Hello there,
I want to create an elevated process without having an admin user's password. I have both kernel driver and Windows service. How can I do that? Any help is appreciated.
Thanks in advance
Since you have the Windows Service alredy set, it based on a custom App.exe?
Isn't your service already running as a privileged user?
@D18x @Tim_Roberts Yes sir, but I have another application that I want to run it with elevated privilege on centain conditions. So how can do it from the service like the Application Information service on Windows that handles UAC elevation?
It is intentionally difficult to do something like this. Perhaps if you explain your larger goal, we might be able to suggest something that helps
OK. I want to replace the UAC on the system. I am able to detect the process that wants to elevate from "Run as Administrator" menu. When I click "Run as Administrator" on cmd for example, I can detect it. At this point, I want to decide if the process should be elevated or not. If it should, I want to start that process elevated.
Based on my example, how can I start elevated cmd from my service which is running as SYSTEM?
I don't think there is a reasonable use case for that goal.
If you want to somehow make the criteria for launching elevated processed more restrictive than the standard ACL, you shouldn't need to launch the process yourself. You just intercept it and abort it if you think you should. You don't do that from your service. I can tell you how, but I'm not sure I should
If you want to make the criteria less restrictive, then you are proposing malware. The same if you just want to hijack the standard menu and do your own thing
It's for restriction and automation. So when a limited user wants to elevate a process, if it's in the application's whilelist, it should be auto-elevated. I get your point but this is how it's desined. Can you tell me the process creation method please?
I have probably said too much already on a public forum. [mods: no, but you’re getting close 
]
Maybe you already know how to intercept the request. If not, [mods]…
Look at the definitions of a process stations and desktops. As local system you have access to lots of stuff
No. You want to bypass UAC. There’s a group policy for that.

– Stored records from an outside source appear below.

PR #2454, opened 2016-05-03
Remove unnecessary exceptions' stack trace prints

thc202:
Change class AbstractPlugin to remove unnecessary exceptions' stack
trace prints, the exception UnsupportedEncodingException should not
happen for "UTF-8", which is one of the standard charsets (moreover the
exception should have been logged not printed).


kingthorin:
Looks good

PR #2455, opened 2016-05-04
Set existing Plugin instance as completed

thc202:
Change PluginFactory to set the existing Plugin instance as completed
instead of the instance passed as parameter, to ensure that the Plugin
that's returned as completed is the correct instance and not one of the
instances created during and for the active scan (which might not have
all its state up-to-date).
The change prevents completed AbstractHostPlugin scanners from having
unknown status when returning scans' progress through the active scan
API.


kingthorin:
Looks good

Otherwise, this is a gateway for malware and we’re not helping.
Mine should be similar to this one
I know, you might say it doesn't make sense, but this is what they want.
I figured that out anyway. I'll paste the code after my tests are done, so that the next person reading this thread will find it helpful.
Hmmm… no.
Look: if you’re an admin, you can disable UAC. But we’re not going to condone, or help with, actively bypassing UAC on a system where UAC is enabled. That is the definition of malware.
I hope that’s clear.
Do not post any code here that does this, please. Cuz I’ll just have to delete it.
It's not that it doesn't make sense. It's that it is actively dangerous. It is an enormous security risk. An ethical programmer would advise their client that this approach is unacceptable.
1 Like
You know what? I'm just going to go ahead and lock this thread.
The bonus for me is that I get to use the "close" button on this new Community site, which I've never had the chance to use before.